Herodes, al verse burlado por los magos, se enfureció mucho y mandó matar a todos los niños menores de dos años en Belén y sus alrededores (Mt 2,16).
La fiesta de los Santos Inocentes es la conmemoración del asesinato de los niños que nacieron en Belén, menores de dos años, ordenada por el rey Herodes.
Y la pregunta es: ¿Por qué? ¿Por qué matar a niños pequeños que solo llevan alegría, sencillez, bondad, posibilidad? Es la gran cobardía de quienes se aferran al poder, a quienes no quieren ver arrebatada su seguridad, su propia verdad, su manera de pensar, su economía. Si matamos a los niños cortamos de raíz el crecimiento de lo que pueden llegar a ser, donde aún su potencialidad no ha sido desarrollada, y así sabemos que no crearán problemas en un futuro, porque ya no existen.
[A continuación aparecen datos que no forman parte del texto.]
PR #27694, opened 2021-09-29
fix: restore inadvertently removed function `calculate_total_billing_amount`

sagarvora:
`calculate_total_billing_amount` was inadvertently removed [here](https://github.com/frappe/erpnext/commit/8547cb5448f5a38e59f5f6800615957a2081b1e7#diff-bb9310f10e3db773b4664e5f5fd681670d41beca380c1a967fcfc44acea8b2cdL972), although it is still being used whenever the `currency` event is triggered.

---

image

### DIFF
--- a/erpnext/accounts/doctype/sales_invoice/sales_invoice.js
+++ b/erpnext/accounts/doctype/sales_invoice/sales_invoice.js
@@ -1004,6 +1004,18 @@ frappe.ui.form.on("Sales Invoice Timesheet", {
 	}
 });
 
+var calculate_total_billing_amount =  function(frm) {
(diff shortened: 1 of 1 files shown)


ankush:
Looks like it was removed intentionally. The commit message is misleading :sweat_smile: 

https://github.com/frappe/erpnext/pull/26783/commits/b57521a33719258ee3d9b41bc99ec50e4982ccaa

sagarvora:
@ankush,

Thanks for the feedback!

This has been properly fixed [here](https://github.com/frappe/erpnext/pull/27742/commits/4e785b9491110b68b4128ceabacf6552387c9db9).

PR #27700, opened 2021-09-29
fix: remove stale doctypes and add msg for ecommerce refactor

ankush:
Closes https://github.com/frappe/erpnext/issues/27550 & ISS-21-22-06573

- delete stale doctypes and leave a message for all users when logging in. (only on sites where E commerce is enabled)

Screenshot 2021-09-29 at 11 13 34 PM

PR #27703, opened 2021-09-29
ci: check for stale doctypes in CI

ankush:
To avoid errors like: https://github.com/frappe/erpnext/pull/27313 https://github.com/frappe/erpnext/pull/27700


ankush:
this wont catch anything that didn't exist in v10 🤔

Da igual el dolor de los suyos, de sus madres, hermanos, familia…
Pero el infanticidio en este caso conlleva mucho más, matamos a todos los niños porque entre ellos hay uno que puede usurparle a Herodes el trono… ¡¡¡impresionante!!! Nos cargamos toda la población por un niño.
Ese fue el comportamiento de un rey que quería continuar con su poder, y que no dudó en matar a varios de sus hijos, a su mujer, y a quién intuía le llevaba la contraria, o le podía hacer sombra en su reinado.
Herodes, el hombre inseguro y miedoso que tapa su vulnerabilidad con el poder.
Por el contrario, José, el hombre tranquilo, que se entrega a los suyos, olvidándose de sí.
Gracias a los sueños, los sabios de Oriente no regresaron para indicar a Herodes dónde había nacido Jesús, y gracias a los sueños, José acogió a María como su mujer. Los sueños, el lenguaje del alma, donde Dios se comunica con los humanos.
Y hoy, queremos rendir un homenaje a todos los niños que viven en la franja de Gaza y a todos los niños que viven en Israel. Niños a quienes se ha cortado la vida solo por habitar en un país determinado. Lo más paradójico es que repetimos la misma historia, vidas segadas por un trozo de tierra, y precisamente la tierra de Jesús, el ser humano que vino a enseñarnos una nueva manera de vivir, donde el Amor, la comunión y la paz son los soportes de la vida.